Capital has been flowing into India since the middle of 2012 because the international financing environment has been remarkably benign, especially thanks to quantitative easing by Western central banks. The Indian government has also done just enough to keep global investors interested. The resultant gush of foreign capital has ensured that the rupee has been stable despite the yawning trade gap. Some strategic signalling—such as a road map for the introduction of the goods and services tax, a move towards a new direct taxes code and insurance reforms—could help stabilize investor expectations further.
Even a modest fiscal correction plan would be fine if it seems credible. India has had no shortage of ambitious plans for fiscal fitness since 2009. Then finance minister Pranab Mukherjee announced medium-term plans in successive budgets; the 13th Finance Commission put out a fresh set of fiscal targets; more recently, the Kelkar committee reiterated the need for a medium-term fiscal plan.
The public finance mess has persisted despite all the talk. The mothballing of earlier plans to lower the fiscal deficit has raised questions about the credibility of the announcements made by the finance ministry. Further, the fact that inflation has been higher than target for more than three years has possibly hurt the credibility of the inflation goals of the Reserve Bank of India as well.

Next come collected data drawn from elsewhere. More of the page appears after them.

PR #191, opened 2021-09-13
Add `end_at` param to spot_market_request to allow limiting SMR duration

t0mk:
This PR adds `end_at` parameter to metal_spot_market_request to allow removing the SMR in future. Will be useful for our acceptance tests.

### DIFF
--- a/docs/resources/spot_market_request.md
+++ b/docs/resources/spot_market_request.md
@@ -39,6 +39,7 @@ The following arguments are supported:
 * `max_bid_price` - (Required) Maximum price user is willing to pay per hour per device
 * `project_id` - (Required) Project ID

Getting the Indian economy back on track promises to be a long slog thanks to deep structural fissures, even if there is a mild recovery a few quarters down the line while core inflation abates. Policy statements have to be credible while the damage is being repaired.
So, above all, Chidambaram will have to convince his sceptical audience that the government is ready to walk the talk on budgetary discipline even as it prepares to go to the polls.
Niranjan Rajadhyaksha is executive editor, Mint.